■ WORK TO COMPLETE ■
So that nothing is lost, transcribe each line of the records exactly.

──────────────────────────────

PR #3962, opened 2026-02-27
feat(lazyreview): add syntax highlighting to diff viewer

dbm03:
Use chroma/v2 to tokenize diff lines per-file with language detection from file paths. Syntax-colored foreground tokens are overlaid on subtle dark backgrounds for added/removed lines, similar to GitHub's dark-mode diff view. Results are cached per file path so View() stays fast.

TODO: check how `chroma/regexp2` was added to `go.mod`


dbm03:
Feel free to merge this PR @dbarrosop

PR #4085, opened 2026-03-29
fix(auth): select primary verified email from GitHub OAuth

JeffreyUrban:
## Summary

The GitHub OAuth provider calls `/user/emails` to get the user's email addresses, but blindly uses `emails[0]` — the first entry in the array. GitHub's API does not guarantee ordering, so users can end up with a non-primary (or even unverified) email stored in their Nhost account.

This PR:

──────────────────────────────

■ TASK SOLUTION ■
PR #3962, opened 2026-02-27
feat(lazyreview): add syntax highlighting to diff viewer

dbm03:
Use chroma/v2 to tokenize diff lines per-file with language detection from file paths. Syntax-colored foreground tokens are overlaid on subtle dark backgrounds for added/removed lines, similar to GitHub's dark-mode diff view. Results are cached per file path so View() stays fast.

TODO: check how `chroma/regexp2` was added to `go.mod`


dbm03:
Feel free to merge this PR @dbarrosop

PR #4085, opened 2026-03-29
fix(auth): select primary verified email from GitHub OAuth

JeffreyUrban:
## Summary

The GitHub OAuth provider calls `/user/emails` to get the user's email addresses, but blindly uses `emails[0]` — the first entry in the array. GitHub's API does not guarantee ordering, so users can end up with a non-primary (or even unverified) email stored in their Nhost account.

This PR:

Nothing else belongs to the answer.